SUPPLIED ENTRIES:
PR #1334, opened 2016-01-28
[FIX] Missing link to fsl-feeds from apt (rel. #1333)

oesteban:
Since ```~/examples/fsl-feeds``` was cached, this problem passed unnoticed. Amends #1333.


oesteban:
I was to merge it now, since the soft link worked in a neurodebian virtual machine, and this pr is important. Thanks.

PR #2788, opened 2018-11-22
[MAINT] Stop using deprecated ``logger.warn()``

oesteban:
Trying to avoid:

```
DeprecationWarning: The 'warn' method is deprecated, use 'warning' instead
```


oesteban:
Tests should pass now with master fixed. Merging.

PR #2790, opened 2018-11-22
Revert "[FIX] MapNodes fail when ``MultiProcPlugin`` passed by instance"

oesteban:
Reverts nipy/nipype#2786


oesteban:
nilearn-0.5.0 was released over the last week. That is the issue.

PR #2800, opened 2018-11-26
REL: 1.1.6

effigies:
## Summary

Prep for 1.1.6 release, targeting Monday, November 26.

## Release checklist

* [x] Update changelog
* [x] Update .mailmap
* [x] Update .zenodo.json
* [x] Set release number in `nipype/info.py` and `doc/conf.py`
* [x] Update `doc/documentation.rst` with previous releases
* [x] Tutorial tests (@djarecka)

## Acknowledgment

- [x] \(Mandatory\) I acknowledge that this contribution will be available under the Apache 2 license.

PR #2801, opened 2018-11-26
[STY] Combine split import

oesteban:
## Summary

Fixes # .

## Acknowledgment


oesteban:
I think this is safe to include in #2800

PR #2802, opened 2018-11-26
[TST] Improve py.test configuration of doctests

oesteban:
This PR ensures that doctests are run OUTSIDE nipype's source directory
in all the cases. Previously, doctests would chdir into the testing/data
folder and some interfaces would generate results.

Also, deletes ``nipype/testing/data/slice_timing.1D``, which seems to
have sneaked into the tree for these very reasons in some past PR.

This can be held out until next release after 1.1.6.

## Summary

Fixes # .

## Acknowledgment


oesteban:
Tests are passing and coverage decreased because the #smoketests target was not received by codecov. I've checked and both travis and circle are giving exactly the same number of tests (passed, xfailed, skipped) before and after these changes. Merge?

PR #2805, opened 2018-11-27
[WIP] Lightweight implementation of ``InterfaceResult``

oesteban:
## Summary

(Ref #2776)
This PR replaces the good old ``Bunch``. ``Bunch`` has been moved to the module ``nipype.utils.misc``, although it is still loadable from ``nipype.interfaces.base``.

The memory fingerprint of runtime objects improve by some 20%, not that we will see a huge difference but it justifies itself as an optimization:

```Python
>>> from nipype.interfaces.base.support import InterfaceRuntime 
>>> from pympler import asizeof 
>>> rt = InterfaceRuntime(cmdline='/bin/echo', cwd='/home/oesteban', stdout='some text that is actually somewhat longer than other parameters') 
>>> asizeof.asizeof(rt)
472

>>> from nipype.interfaces.base import Bunch
>>> from pympler import asizeof
>>> rt = Bunch(cmdline='/bin/echo', cwd='/home/oesteban', stdout='some text that is actually somewhat longer than other parameters')
>>> asizeof.asizeof(rt)
584
```
** ``pympler`` measures the whole size of the data structure, including the full tree of references.

  - A new ``nipype.interfaces.base.support.InterfaceRuntime`` object with a reduce memory footprint that the previous ``Bunch``.
  - ``Bunch`` has been moved to ``nipype.utils.misc`` and some unused code has been removed.

## Acknowledgment


nipype/interfaces/base/support.py
```diff
@@ -9,185 +9,166 @@
...
+from ... import __version__
 
-from ... import logging
-from ...utils.misc import is_container
-from ...utils.filemanip import md5, to_str, hash_infile
-iflogger = logging.getLogger('nipype.interface')
 
-
-class NipypeInterfaceError(Exception):
+class NipypeInterfaceError(RuntimeError):
```
effigies: I would prefer not to make this API change, as previously an `except RuntimeError` would not catch this, so somebody who is counting on this to make it past that exception will be surprised. I think we should move to a proper `NipypeError` hierarchy in 2.0, though.

nipype/interfaces/base/support.py
```diff
@@ -9,185 +9,166 @@
...
+    can be pickled/unpickled:
 
-    def items(self):
-        """iterates over bunch attributes as key, value pairs"""
-        return list(self.__dict__.items())
+    >>> import pickle
+    >>> pickleds = pickle.dumps(rt)
+    >>> newrt = pickle.loads(pickleds)
+    >>> newrt
+    Bunch(cmdline='/bin/echo', cwd='/scratch/workflow', returncode=0)
```
effigies: Why `Bunch` and not `InterfaceRuntime`?

nipype/interfaces/base/support.py
```diff
@@ -215,34 +196,68 @@ class InterfaceResult(object):
...
+    >>> import pickle
+    >>> pickleds = pickle.dumps(result)
+    >>> newresult = pickle.loads(pickleds)
+    >>> newresult  # doctest: +ELLIPSIS
+    InterfaceResult(interface='CommandLine', runtime=\
+Bunch(cmdline='/bin/echo', returncode=0), version=...)
+
     """
+    __slots__ = ['interface', 'runtime', 'inputs', 'outputs', 'provenance']
+    version = __version__
```
effigies: I think the goal of the `version` attribute was to invalidate results loaded from an incompatible format, not record the nipype version.

nipype/interfaces/base/support.py
```diff
@@ -215,34 +196,68 @@ class InterfaceResult(object):
...
         self.provenance = provenance
 
-    @property
-    def version(self):
-        return self._version
 
+    def __setstate__(self, state):
+        """Necessary for un-pickling"""
+        for key in self.__class__.__slots__:
+            setattr(self, key, state.get(key, None))
```
effigies: Should you check that `state.get('version') == self.version`?

nipype/pipeline/engine/utils.py
```diff
@@ -192,37 +192,37 @@ def write_report(node, report_type=None, is_mapnode=False):
         'prev_wd': getattr(result.runtime, 'prevcwd', '<not-set>'),
     }
 
-    if hasattr(result.runtime, 'cmdline'):
+    if result.runtime.cmdline:
```
effigies: Should these all be `is not None`, or are empty strings/dicts/zeros meant to be treated the same?

nipype/utils/draw_gantt_chart.py
```diff
@@ -322,10 +322,7 @@ def draw_resource_bar(start_time, finish_time, time_series,
     space_between_minutes = space_between_minutes / scale
 
     # Iterate through time series
-    if PY3:
-        ts_items = time_series.items()
-    else:
-        ts_items = time_series.iteritems()
+    ts_items = list(time_series.items())
```
effigies: This seems to be specifically undoing the iterable-ness of `ts_items`. Why?

nipype/interfaces/base/support.py
oesteban: That is for backwards compatibility. If I change Bunch I'm afraid I'll need to update all the tests. But I can make that extra mile.

nipype/interfaces/base/support.py
oesteban: MMM so this is why we had 2.0 here? was that the pickle protocol version?

nipype/interfaces/base/support.py
oesteban: Throw a warning at least would be appropriate. Since I was trying to do a minimal proof of concept, I passed. But yes, I'll include the warning.

nipype/utils/draw_gantt_chart.py
oesteban: it runs `len` a couple of lines below. I can roll back this change if you want (tried to remove all the `iteritems` that were remaining).

nipype/pipeline/engine/utils.py
oesteban: I'll change the `cmdline`, `mem_peak_gb`, and `cpu_percent` 👍

nipype/utils/draw_gantt_chart.py
oesteban: You were right on this one, the `len` is calculated on a different variable. Fixed.

nipype/interfaces/base/support.py
oesteban: Warning added :+1:

nipype/interfaces/base/support.py
effigies: @satra Perhaps you can clarify? I interpreted as the `InterfaceResult` API version.

oesteban:
Do not merge yet, still under testing.

effigies:

oesteban:
We can push this one to 1.1.9

effigies:
@oesteban Just a bump to note that the merge window closes next Friday, Feb 22.

oesteban:
I'm going to close this one for now. I am confident this is a good direction, but I need to mull over the details of the implementation. I'll reopen when ready.

effigies:
I'm going to mark it orphaned. Let's start a new PR when you're ready.

effigies:

PR #2817, opened 2018-12-11
FIX: Order of SPM.NewSegment channel_info boolean tuple is (Field, Corrected)

servoz:
## Summary

* In SPM12, for Segment module (the NewSegment in Nipype), the spm.spatial.preproc.channel.write parameter (SPM's Save Bias Corrected parameter) takes [Save Bias Field = 0 or 1, Save Bias Corrected = 0 or 1]. In nypipe the initialisation of the outputs bias_field_images and bias_corrected_images are done with the inverse order. 

* This commit fix this inconsistency.

## Acknowledgment

### DIFF
--- a/nipype/interfaces/spm/preprocess.py
+++ b/nipype/interfaces/spm/preprocess.py
@@ -1487,7 +1487,7 @@ class NewSegmentInputSpec(SPMCommandInputSpec):
         desc="""A tuple with the following fields:
             - bias reguralisation (0-10)
             - FWHM of Gaussian smoothness of bias
-            - which maps to save (Corrected, Field) - a tuple of two boolean values""",
+            - which maps to save (Field, Corrected) - a tuple of two boolean values""",
         field='channel')
     tissues = traits.List(
         traits.Tuple(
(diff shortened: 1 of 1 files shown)


effigies:
If I'm understanding you correctly, users were submitting valid `(bool, bool)` pairs that were being correctly interpreted by SPM, but Nipype was misinterpreting them, and specifying the wrong output?

It looks like this was written for SPM8 and adapted to support SPM12. Is it possible that the order switched in SPM12? If so, the correct response might be to reverse that tuple if SPM12 is detected, and make a note of it in the docstring.

servoz:
@elfigies,
i just checked:
In SPM8:
New Segment module:
spm.tools.preproc8.channel.write = [0 1] #  Save Bias Corrected (only)
spm.tools.preproc8.channel.write = [1 0] #  Save Bias Field (only)

As fas as I can check, in SPM8 the first element of the write list is concerning to the Bias Field (BiasField_aName.nii) and the second the Bias Corrected  image (maName.nii) ... It is exactly the same in SPM12 (my first post). You  invert in nipype! We currently overload the corresponding nipype class in our project. It will be cleaner if you fix it by merging my PR !

chrisfilo:
I don't see anything wrong here, but I have not used SPM in ages.

PR #2823, opened 2018-12-13
ENH: Support tckgen -select in MRtrix3 v3+

### LINKED ISSUE #2821: Renamed MRtrix 3.0 `tckgen` option(s)
https://github.com/nipy/nipype/blob/704b97dee7848283692bac38f04541c5af2a87b5/nipype/interfaces/mrtrix3/tracking.py#L78

Hi, this option (and maybe others) is no longer up-to-date according to [MRtrix 3.0 documentation](https://mrtrix.readthedocs.io/en/latest/reference/commands/tckgen.html#streamlines-tractography-options). It has changed to `-select`.

jguillon:
## Summary

Fixes #2821 .

* Switch `tckgen` option from `-number` to `-select`

## Acknowledgment


effigies:
I guess the question is whether we should support the 0.3.x series or just 3.0. Changing this will break anybody that uses old MRtrix3 but new Nipype.

Perhaps the better option would be to put a `max_ver=0.4` on `n_tracks` and add a `select` input with a `min_ver=3`.

nipype/interfaces/mrtrix3/tracking.py
```diff
@@ -76,6 +76,13 @@ class TractographyInputSpec(MRTrix3BaseInputSpec):
               'is 90deg x stepsize / voxelsize)'))
     n_tracks = traits.Int(
         argstr='-number %d',
+        max_ver=0.4,
```
effigies:
```suggestion
        max_ver='0.4',
```

nipype/interfaces/mrtrix3/tracking.py
```diff
@@ -76,6 +76,13 @@ class TractographyInputSpec(MRTrix3BaseInputSpec):
...
+        desc=('set the desired number of tracks. The program will continue'
+              ' to generate tracks until this number of tracks have been '
+              'selected and written to the output file'))
+    select = traits.Int(
+        argstr='-select %d',
+        min_ver=3,
```
effigies:
```suggestion
        min_ver='3',
```

effigies:
@jguillon Could you merge current master. I think that should fix the tests.

PR #2830, opened 2018-12-14
[ENH] Add interfaces wrapping DIPY worflows

skoudoro:
Hi Nipype Devs,

The main goal of this PR is to show how to convert a DIPY command line (named workflow) to a Nipype interface. This is a follow up from our discussion with @satra, @arokem, @Garyfallidis and me. 

This PR adds : 

- DKI diffusion Model
- CSA diffusion Model
- MAPMRI diffusion Model
- DTI Model
- Streamline Registration
- Reslicing
- Recobundles
- LabelsBundles
- Deterministic tracking

TODO:
--------
- [x] catch and set up default values for the optional arguments and outputs.
- [x] Add unit Test (I do not know the convention here since they are auto-generated)

### DIFF
--- a/nipype/interfaces/dipy/tracks.py
+++ b/nipype/interfaces/dipy/tracks.py
@@ -30,7 +30,7 @@ if HAVE_DIPY and LooseVersion(dipy_version()) >= LooseVersion('0.15'):
 
 else:
     IFLOGGER.info("We advise you to upgrade DIPY version. This upgrade will"
-                  " activate RecoBundles, LabelsBundles, DetTrackPAMFlow.")
+                  " activate RecoBundles, LabelsBundles, DeterministicTracking.")
 
 
 class TrackDensityMapInputSpec(BaseInterfaceInputSpec):
--- a/nipype/interfaces/dipy/tracks.py
+++ b/nipype/interfaces/dipy/tracks.py
@@ -6,12 +6,31 @@ import os.path as op
 import numpy as np
 import nibabel as nb
 import nibabel.trackvis as nbt
+from distutils.version import LooseVersion
 
 from ... import logging
 from ..base import (TraitedSpec, BaseInterfaceInputSpec, File, isdefined,
                     traits)
-from .base import DipyBaseInterface
+from .base import (DipyBaseInterface, HAVE_DIPY, dipy_version,
+                   dipy_to_nipype_interface)
+
 IFLOGGER = logging.getLogger('nipype.interface')
+
+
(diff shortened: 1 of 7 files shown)


skoudoro:
Hi @satra @effigies, 

Any thoughts about this PR ? Any chances to have this PR in  for the next release?

effigies:
Hi Serge, I think we can shoot for that. I'm not sure how much energy everyone has right now, but we've got a little over a week before we should freeze new merges.

skoudoro:
Ok, Thank you for your feedback Chris!

nipype/interfaces/dipy/tracks.py
```diff
@@ -6,14 +6,33 @@
...
+
+    RecoBundles = dipy_to_nipype_interface("RecoBundles", RecoBundlesFlow)
+    LabelsBundles = dipy_to_nipype_interface("LabelsBundles",
+                                             LabelsBundlesFlow)
+    DeterministicTracking = dipy_to_nipype_interface("DeterministicTracking",
+                                                     DetTrackPAMFlow)
+
+else:
+    IFLOGGER.info("We advise you to upgrade DIPY version. This upgrade will"
+                  " activate RecoBundles, LabelsBundles, DetTrackPAMFlow.")
```
effigies:
```suggestion
                  " activate RecoBundles, LabelsBundles, DeterministicTracking.")
```

effigies:
@skoudoro Just a quick bump. I think this is basically ready to go if you want to look over my suggestions.

skoudoro:
Thank you for the review and sorry for the late answer, I was travelling.

I applied your suggestion, it was a good catch.

@arokem and I were wondering if it is possible to automate this task for each DIPY release, or during nipype installation. Indeed, It should be easy to catch all workflows from DIPY and then, apply `dipy_to_nipype` function.

Any suggestion is welcomed!

arokem:
Even at import time! Nipype would import dipy and traverse the workflows
namespace, finding names that conform with a particular pattern and making
the interfaces from these names.

I'd love to hear whether you think this is plausible, but I don't
it's necessary to do now. I think that can be a refactor of the work here.

effigies:
@arokem I agree with that approach. It might also be useful to have a registry, though, that associates interfaces with minimum required dipy versions, so that we can give a useful error when somebody tries to use a more recent workflow with an older dipy installed.

I also agree that that's a problem for another day.

effigies:
Oh, and yes, that seems completely plausible.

WHAT TO DO:
Transcribe, with no changes, the listing above from its first line through the line with "with previous releases", including that line, and stop once it is done.

RESPONSE:
PR #1334, opened 2016-01-28
[FIX] Missing link to fsl-feeds from apt (rel. #1333)

oesteban:
Since ```~/examples/fsl-feeds``` was cached, this problem passed unnoticed. Amends #1333.


oesteban:
I was to merge it now, since the soft link worked in a neurodebian virtual machine, and this pr is important. Thanks.

PR #2788, opened 2018-11-22
[MAINT] Stop using deprecated ``logger.warn()``

oesteban:
Trying to avoid:

```
DeprecationWarning: The 'warn' method is deprecated, use 'warning' instead
```


oesteban:
Tests should pass now with master fixed. Merging.

PR #2790, opened 2018-11-22
Revert "[FIX] MapNodes fail when ``MultiProcPlugin`` passed by instance"

oesteban:
Reverts nipy/nipype#2786


oesteban:
nilearn-0.5.0 was released over the last week. That is the issue.

PR #2800, opened 2018-11-26
REL: 1.1.6

effigies:
## Summary

Prep for 1.1.6 release, targeting Monday, November 26.

## Release checklist

* [x] Update changelog
* [x] Update .mailmap
* [x] Update .zenodo.json
* [x] Set release number in `nipype/info.py` and `doc/conf.py`
* [x] Update `doc/documentation.rst` with previous releases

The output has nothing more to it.